【leetcode】302.Smallest Rectangle Enclosing Black Pixels
原题
An image is represented by a binary matrix with 0 as a white pixel and 1 as a black pixel. The black pixels are connected, i.e., there is only one black region. Pixels are connected horizontally and vertically.
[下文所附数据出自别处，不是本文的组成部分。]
PR #15557, opened 2026-08-21
feat(online-evals): per-evaluator trace projects

### LINKED ISSUE #15319: [online-evals] ProjectEvaluatorCriteria should be re-named ProjectEvaluator
ProjectEvaluatorCriteria is not how a user thinks of the table - in addition the naming differs from dataset evaluator.

### LINKED ISSUE #15539: Project evaluator traces all land in one shared `evaluators` project instead of a per-evaluator project

anticorrelator:
Resolves #15539
Resolves #15319

Every project evaluator now gets its own trace project, created with the evaluator. Before this change, all project evaluators wrote their execution traces into one shared project named `evaluators`. That gave no isolation between evaluators, showed shared-project stats on each evaluator's Traces tab, and reserved an ordinary project name that the code had to defend. Dataset evaluators already create one project per evaluator; this PR makes project evaluators match.

The link is a `trace_project_id` foreign key on the (renamed) `project_evaluators` table. Trace writes resolve the destination through that key at write time. If the evaluator was deleted while an evaluation ran, the trace is dropped instead of recreating deleted rows. The column is non-nullable: every evaluator has a trace project from creation. Deleting an evaluator deletes its trace project, matching the dataset evaluator flow. Generated trace projects are hidden from project listings through the same foreign key (not by name pattern), again matching dataset evaluators.

The shared project's name constant is gone. The three feedback-loop guards remain, but each now checks the foreign key instead of a project name: creation refuses a target project that holds any evaluator's traces, the scheduler sweeps skip such rows, and the API reports them as not schedulable. The guards still matter because the API accepts any project id, so an evaluator could otherwise be aimed at another evaluator's trace project and evaluate its own kind's output.

This PR also completes the `ProjectEvaluatorCriteria` → `ProjectEvaluator` rename. The GraphQL schema and frontend already used `ProjectEvaluator`; this renames the Python side to match: ORM class, table (`project_evaluators`), work-unit columns (`project_evaluator_id`), two modules, index and constraint names, and internal naming. The GraphQL schema structure is unchanged — the diff there is two field descriptions.

Migration note: the existing `a7f1c3e9d2b4` migration is edited in place, since this branch is pre-merge. **Dev databases built from this branch must be recreated.** Traces already written to the old shared `evaluators` project are not backfilled; it becomes an ordinary project. Evaluator configuration fingerprints also change with the renamed fields, so any outstanding queued eval work is re-created on upgrade.

## Test plan
- New test: creating a project evaluator mints a trace project named `project-evaluator-*`; deleting the evaluator removes it.
- Rewritten tests: evaluator traces land in the evaluator's own project; each guard rejects or skips rows that target another evaluator's trace project.
- SQLite unit suites pass: online eval, evaluator mutations, evaluator types, work coordination, queries, dataloaders.
- PostgreSQL runs pass: migration schema tests (table, columns, indexes, constraints) and postgres-only unit tests.
- `make schema-ddl` regenerated both dialect snapshots; cross-dialect compare is clean.
- `make graphql` regenerated the schema; the diff is two description strings.


requirements/ci.txt
```diff
@@ -10,7 +10,7 @@ pytest-randomly
 pytest-rerunfailures
 deepdiff==8.6.2
 anthropic
-openai>=2.14.0
+openai>=3.1.0,<4
```
mikeldking, line 13: shouldn't this go to main?

tests/unit/server/api/routers/v1/test_chat_completions.py
```diff
@@ -64,11 +66,12 @@ def build_model_spy(monkeypatch: pytest.MonkeyPatch) -> _BuildModelSpy:
 
 
 @pytest.fixture
-def openai_client(httpx_client: httpx.AsyncClient) -> AsyncOpenAI:
+def openai_client(asgi_app: ASGIApp) -> AsyncOpenAI:
```
mikeldking, line 69: also should go to main / from main

mikeldking (approved):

Given the location (x, y) of one of the black pixels, return the area of the smallest (axis-aligned) rectangle that encloses all black pixels.
样例:
given the following image:
[
"0010",
"0110",
"0100"
]
and x = 0, y = 2,
Return 6.
解析
求最小覆盖矩形面积
有一个矩阵,由0,1组成,每个1表示一个黑色像素点,
给出第一个黑色像素的位置,求最小的可以覆盖这个矩阵中黑色像素点的矩形大小
思路
一:遍历整个矩阵(缺点,如果矩阵很大,像素点占比很少,则比较浪费)
二:遍历像素点
找出最大最小的x,最大最小的y然后计算矩阵大小
解法
BFS广度有限算法(Queue)
用给出的一个像素点,利用queue,入队第一个像素点,然后入队它上下左右的像素;当队不空时继续遍历,直到所有的像素都遍历一遍
public int minAreaBFS(int[][] image, int x, int y) {
if (image == null || image.length <= 0 || image[0] == null || image[0].length <= 0) {
return 0;
}
int minX = x, minY = y, maxX = x, maxY = y;
Queue<Point> queue = new LinkedList<>();
Point rootP = new Point(x, y);
queue.offer(rootP);
//队不空时就继续
while (!queue.isEmpty()) {
Point p = queue.poll();
minX = Math.min(p.x, minX);
minY = Math.min(p.y, minY);
maxX = Math.max(p.x, maxX);
maxY = Math.max(p.y, maxY);
//判断四周是否有像素,有就入队
check(p.x - 1, p.y, image, queue);
check(p.x + 1, p.y, image, queue);
check(p.x, p.y - 1, image, queue);
check(p.x, p.y + 1, image, queue);
}
return (maxX - minX + 1) * (maxY - minY + 1);
}
private void check(int x, int y, int[][] image, Queue queue) {
int maxR = image.length;
int maxC = image[0].length;
Point p = new Point(x, y);
if (x >= 0 && x < maxR && y >= 0 && y < maxC && image[x][y] == 1) {
//遍历过的点置0
image[x][y] = 0;
queue.offer(p);
}
}
DFS深度优先算法(递归)
用给出的第一个点,递归遍历它的上下左右像素,直到遍历完所有的像素点
public int minAreaDFS(int[][] image, int x, int y) {
if (image == null || image.length <= 0 || image[0] == null || image[0].length <= 0) {
return 0;
}
//数组记录最小x,最小y,最大x,最大y
int[] res = {x, y, x, y};
dfs(x, y, image, res);
return (res[2] - res[0] + 1) * (res[3] - res[1] + 1);
}
private void dfs(int x, int y, int[][] image, int[] res) {
int maxR = image.length;
int maxC = image[0].length;
//若当前点存在且为像素,才继续,否则返回
if (x >= 0 && x < maxR && y >= 0 && y < maxC && image[x][y] == 1) {
image[x][y] = 0;
res[0] = Math.min(x, res[0]);
res[1] = Math.min(y, res[1]);
res[2] = Math.max(x, res[2]);
res[3] = Math.max(y, res[3]);
dfs(x - 1, y, image, res);
dfs(x + 1, y, image, res);
dfs(x, y - 1, image, res);
dfs(x, y + 1, image, res);
}
}